DIRECTIONS FOR THIS TASK: Among the records, which lines include "cpuMsPerKiloRequests"? List them.

DATA EXCERPTS:
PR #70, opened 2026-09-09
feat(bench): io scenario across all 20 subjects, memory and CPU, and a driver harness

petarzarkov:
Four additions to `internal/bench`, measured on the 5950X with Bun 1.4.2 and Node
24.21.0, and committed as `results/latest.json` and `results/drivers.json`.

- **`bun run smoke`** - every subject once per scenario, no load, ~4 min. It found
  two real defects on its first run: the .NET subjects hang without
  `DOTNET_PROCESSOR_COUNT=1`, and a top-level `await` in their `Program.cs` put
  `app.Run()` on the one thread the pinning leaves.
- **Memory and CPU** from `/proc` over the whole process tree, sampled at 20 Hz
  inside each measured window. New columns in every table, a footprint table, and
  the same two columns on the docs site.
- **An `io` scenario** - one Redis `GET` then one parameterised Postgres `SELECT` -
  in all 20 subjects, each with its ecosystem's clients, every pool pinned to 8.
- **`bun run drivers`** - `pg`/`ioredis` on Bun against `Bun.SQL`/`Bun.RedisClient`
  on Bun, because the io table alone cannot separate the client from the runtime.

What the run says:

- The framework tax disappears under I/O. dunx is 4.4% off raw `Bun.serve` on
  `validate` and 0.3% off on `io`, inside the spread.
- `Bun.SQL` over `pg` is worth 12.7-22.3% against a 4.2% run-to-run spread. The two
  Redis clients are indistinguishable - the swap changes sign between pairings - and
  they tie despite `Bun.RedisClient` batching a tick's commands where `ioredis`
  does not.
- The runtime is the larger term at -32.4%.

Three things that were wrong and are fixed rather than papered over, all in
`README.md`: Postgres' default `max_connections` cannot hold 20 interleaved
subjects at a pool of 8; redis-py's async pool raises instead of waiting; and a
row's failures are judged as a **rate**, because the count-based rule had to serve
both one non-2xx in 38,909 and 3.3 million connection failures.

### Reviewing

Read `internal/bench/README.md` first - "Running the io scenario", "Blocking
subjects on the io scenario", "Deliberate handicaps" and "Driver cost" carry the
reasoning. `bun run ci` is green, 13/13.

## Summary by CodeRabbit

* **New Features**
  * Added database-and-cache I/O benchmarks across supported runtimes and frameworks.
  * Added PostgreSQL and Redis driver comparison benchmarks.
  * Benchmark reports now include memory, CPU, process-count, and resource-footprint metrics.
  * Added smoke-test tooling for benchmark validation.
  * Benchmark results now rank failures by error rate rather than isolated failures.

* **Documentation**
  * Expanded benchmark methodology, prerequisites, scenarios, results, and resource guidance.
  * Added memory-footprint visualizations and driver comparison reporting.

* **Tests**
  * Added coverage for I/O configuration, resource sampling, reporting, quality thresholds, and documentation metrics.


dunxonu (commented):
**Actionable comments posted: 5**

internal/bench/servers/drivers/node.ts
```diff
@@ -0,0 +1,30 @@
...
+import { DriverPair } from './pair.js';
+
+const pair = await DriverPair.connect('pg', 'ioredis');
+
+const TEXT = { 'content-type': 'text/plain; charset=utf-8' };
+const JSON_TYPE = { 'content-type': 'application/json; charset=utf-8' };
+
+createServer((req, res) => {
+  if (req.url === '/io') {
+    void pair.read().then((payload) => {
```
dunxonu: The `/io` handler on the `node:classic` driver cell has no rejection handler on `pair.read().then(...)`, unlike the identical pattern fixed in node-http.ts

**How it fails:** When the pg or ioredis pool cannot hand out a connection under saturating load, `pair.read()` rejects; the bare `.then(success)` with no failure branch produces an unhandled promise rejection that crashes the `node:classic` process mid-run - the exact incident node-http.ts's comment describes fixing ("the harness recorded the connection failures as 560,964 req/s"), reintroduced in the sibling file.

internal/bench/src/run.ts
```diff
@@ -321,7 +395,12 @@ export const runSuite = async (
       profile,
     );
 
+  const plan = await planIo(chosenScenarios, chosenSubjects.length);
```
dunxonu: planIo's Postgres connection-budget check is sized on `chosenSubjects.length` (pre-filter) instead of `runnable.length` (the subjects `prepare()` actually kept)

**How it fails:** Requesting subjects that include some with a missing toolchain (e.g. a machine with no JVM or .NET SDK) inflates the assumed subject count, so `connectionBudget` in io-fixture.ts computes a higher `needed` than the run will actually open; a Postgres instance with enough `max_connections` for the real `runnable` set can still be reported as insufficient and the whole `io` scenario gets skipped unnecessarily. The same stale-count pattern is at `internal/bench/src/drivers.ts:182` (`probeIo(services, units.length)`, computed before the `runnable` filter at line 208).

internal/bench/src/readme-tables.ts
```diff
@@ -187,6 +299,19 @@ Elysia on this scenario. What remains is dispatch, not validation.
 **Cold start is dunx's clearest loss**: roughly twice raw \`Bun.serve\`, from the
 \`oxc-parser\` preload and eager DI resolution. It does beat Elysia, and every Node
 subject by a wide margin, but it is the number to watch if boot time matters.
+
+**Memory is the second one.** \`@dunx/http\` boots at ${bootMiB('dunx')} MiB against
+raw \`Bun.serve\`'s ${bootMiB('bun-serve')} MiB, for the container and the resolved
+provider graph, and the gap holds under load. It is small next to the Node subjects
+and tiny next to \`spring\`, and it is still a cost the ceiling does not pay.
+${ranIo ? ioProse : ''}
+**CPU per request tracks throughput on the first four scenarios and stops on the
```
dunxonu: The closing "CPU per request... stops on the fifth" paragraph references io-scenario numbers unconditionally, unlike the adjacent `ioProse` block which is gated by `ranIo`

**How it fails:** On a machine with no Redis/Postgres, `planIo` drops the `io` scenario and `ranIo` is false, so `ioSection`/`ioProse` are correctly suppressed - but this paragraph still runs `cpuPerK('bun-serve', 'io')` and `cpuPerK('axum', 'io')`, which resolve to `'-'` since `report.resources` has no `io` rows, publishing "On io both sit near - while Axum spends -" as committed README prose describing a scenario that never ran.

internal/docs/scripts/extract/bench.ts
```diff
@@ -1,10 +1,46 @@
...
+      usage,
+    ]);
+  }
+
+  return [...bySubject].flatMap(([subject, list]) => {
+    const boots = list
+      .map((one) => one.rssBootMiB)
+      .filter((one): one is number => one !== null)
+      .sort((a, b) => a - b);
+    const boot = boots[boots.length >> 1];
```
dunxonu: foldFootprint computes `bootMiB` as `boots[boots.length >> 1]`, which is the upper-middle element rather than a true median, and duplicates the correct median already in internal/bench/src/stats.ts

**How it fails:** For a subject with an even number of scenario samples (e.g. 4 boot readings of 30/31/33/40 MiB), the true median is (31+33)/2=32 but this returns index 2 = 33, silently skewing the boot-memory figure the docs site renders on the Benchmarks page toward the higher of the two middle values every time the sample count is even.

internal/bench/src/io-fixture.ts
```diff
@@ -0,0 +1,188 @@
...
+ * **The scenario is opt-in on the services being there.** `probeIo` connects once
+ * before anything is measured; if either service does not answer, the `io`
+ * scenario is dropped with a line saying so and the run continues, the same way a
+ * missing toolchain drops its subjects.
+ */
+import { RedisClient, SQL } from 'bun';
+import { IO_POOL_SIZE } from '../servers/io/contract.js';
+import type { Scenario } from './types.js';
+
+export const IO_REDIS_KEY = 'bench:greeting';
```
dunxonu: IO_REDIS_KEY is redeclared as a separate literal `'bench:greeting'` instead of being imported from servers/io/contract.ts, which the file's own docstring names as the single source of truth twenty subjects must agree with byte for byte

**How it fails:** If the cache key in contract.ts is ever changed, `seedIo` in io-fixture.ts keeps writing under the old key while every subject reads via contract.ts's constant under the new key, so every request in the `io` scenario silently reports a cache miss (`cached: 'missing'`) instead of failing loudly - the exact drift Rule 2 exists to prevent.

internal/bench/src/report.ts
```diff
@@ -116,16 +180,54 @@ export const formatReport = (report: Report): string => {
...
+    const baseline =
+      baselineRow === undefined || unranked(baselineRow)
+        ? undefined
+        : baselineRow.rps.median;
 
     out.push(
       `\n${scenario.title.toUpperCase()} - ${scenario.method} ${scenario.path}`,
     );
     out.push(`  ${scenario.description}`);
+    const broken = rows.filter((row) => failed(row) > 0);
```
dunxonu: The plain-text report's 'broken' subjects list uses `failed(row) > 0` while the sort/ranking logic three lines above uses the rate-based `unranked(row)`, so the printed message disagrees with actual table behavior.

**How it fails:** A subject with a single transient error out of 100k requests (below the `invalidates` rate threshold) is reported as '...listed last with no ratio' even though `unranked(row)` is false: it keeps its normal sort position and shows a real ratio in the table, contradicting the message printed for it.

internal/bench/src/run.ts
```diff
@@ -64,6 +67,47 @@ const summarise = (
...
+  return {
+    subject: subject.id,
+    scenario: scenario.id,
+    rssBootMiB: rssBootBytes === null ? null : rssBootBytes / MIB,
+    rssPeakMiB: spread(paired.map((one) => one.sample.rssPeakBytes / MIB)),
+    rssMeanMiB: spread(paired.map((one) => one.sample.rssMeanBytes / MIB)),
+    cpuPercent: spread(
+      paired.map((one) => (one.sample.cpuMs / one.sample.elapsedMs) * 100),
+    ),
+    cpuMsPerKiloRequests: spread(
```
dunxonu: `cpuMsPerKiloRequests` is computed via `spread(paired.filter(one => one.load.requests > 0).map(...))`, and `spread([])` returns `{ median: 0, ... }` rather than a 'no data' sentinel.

RESULT OF THE TASK:
+    cpuMsPerKiloRequests: spread(
dunxonu: `cpuMsPerKiloRequests` is computed via `spread(paired.filter(one => one.load.requests > 0).map(...))`, and `spread([])` returns `{ median: 0, ... }` rather than a 'no data' sentinel.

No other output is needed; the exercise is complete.